Whao, wait, what @nick? You mean to say the interview with @Lumin I’ve already cited was part of the OSI’s “deep dive”, and his input was ignored? Was he not clear enough? I can’t even…
[00:07:XX] SF: […] The neural network that has been trained to detect cats and dogs, now, if we wanted to distribute that piece of software inside Debian, or inside one of the few free software, mobile open-source systems to help retrieve our pictures, what do we need?
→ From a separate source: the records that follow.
PR #324, opened 2025-11-25
Add release pipeline

badcel:
## Add Release pipeline

This would be the "idea" of the pipeline. I'm not sure if the building will work. Locally I got errors related to net6.0 which is not installed in the pipeline currently (but it is not installed in the already present build workflow, too).

The version number is defined in the `Directory.Build.props` file for reproducability. So if one checks the nuget package for the originating commit and does a `git checkout` for it, the produced nuget should be identical to the one from nuget.org. So you would need to bump the version before a new release.

The pipeline allows to define some "version suffix" like "preview.1" which would automatically result in a nuget package versioned for example like "7.1-preview.1".

I enabled [continuousintegrationbuild](https://learn.microsoft.com/en-us/dotnet/core/project-sdk/msbuild-props#continuousintegrationbuild) as I understand that it shoud be set for official releases.

I never used [nuget trusted publishing](https://learn.microsoft.com/en-us/nuget/nuget-org/trusted-publishing) myself (I still use api keys for my projects). But there is some configuration needed. See the linked documentation.

Fixes: #323

### DIFF
--- a/.github/workflows/release.yml
+++ b/.github/workflows/release.yml
@@ -1,0 +1,44 @@
+  name: 'Release'
+  
+  on:
+    workflow_dispatch:
+      inputs:
+        version_suffix:
+          description: Suffix of the version number. Can be used to create a preview package.
+          required: false
+          type: string
+
+  env:
+    configuration: Release
+    version_suffix: ${{ github.event.inputs.version_suffix }}
+  
+  jobs:
+    build-and-publish:
+      runs-on: 'ubuntu-latest'
+      permissions:
+        id-token: write  # enable GitHub OIDC token issuance for this job
+
+      steps:
+        - name: Get Source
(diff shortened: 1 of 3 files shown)


slang25:
I've just set up NuGet trusted publishing for dotnet-outdated and it was pretty straight forward. @phmonte would you be happy to add me as a package publisher so I can help with this?

slang25:
How about we publish a version to [feedz.io](https://feedz.io/) while we try to sort out the nuget.org credentials.

Corniel:
Is this one stale?

Corniel:
@badcel Time to have a look?

badcel:
Sorry I don't have the capacity to care for this PR anymore.

Feel free to take over the code.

[00:08:20] MZ: Actually, we need lots of things, especially if we are doing distribution of free software. If we create a artificial intelligence application, we will need data. We’ll need the code for training neural network. We will need the inference code for actually running the neural network on your device. Without any of them, the application is not integral. None of them can be missing.
[00:08:52] SF: The definitions that we have right now for what is complete and corresponding source code, and how can it be applied to an AI system to an application like this that detects pictures of dogs?
[00:09:04] MZ: Well, actually, the neural network is a very simple structure, if we don’t care about its internal. You can just think of it as a matrix multiplication. Your input is an image and we just do lots of matrix multiplication, and it will give you a output vector. This is simply the things happened in the software. Both training code and the inference code are doing the similar thing.
Apart from the code, the data is something that can change. For example, we can use the same training and inference code for different data set. For example, I released a code for cat and dog classification problem, but you can decode and you say, “Oh, I’m more interested in classifying flowers.” Then you can collect new data sets about different kinds of flowers and use the same code to train the neural network and do the classification by yourself.
If you want to provide a neural network that performs consistently everywhere, you also have to release the pre-trained neural network. If you are releasing free software that also requires you to release the training data as well, because free software requires some freedom that allows you to study, to modify or to reproduce the work. Without any training data, it is not possible to reproduce the neural network that you have downloaded. That’s a very big issue.
Nowadays, in the research community, people are basically using neural networks that are trained on non-free data set. All of the existing models are somewhat problematic in terms of license.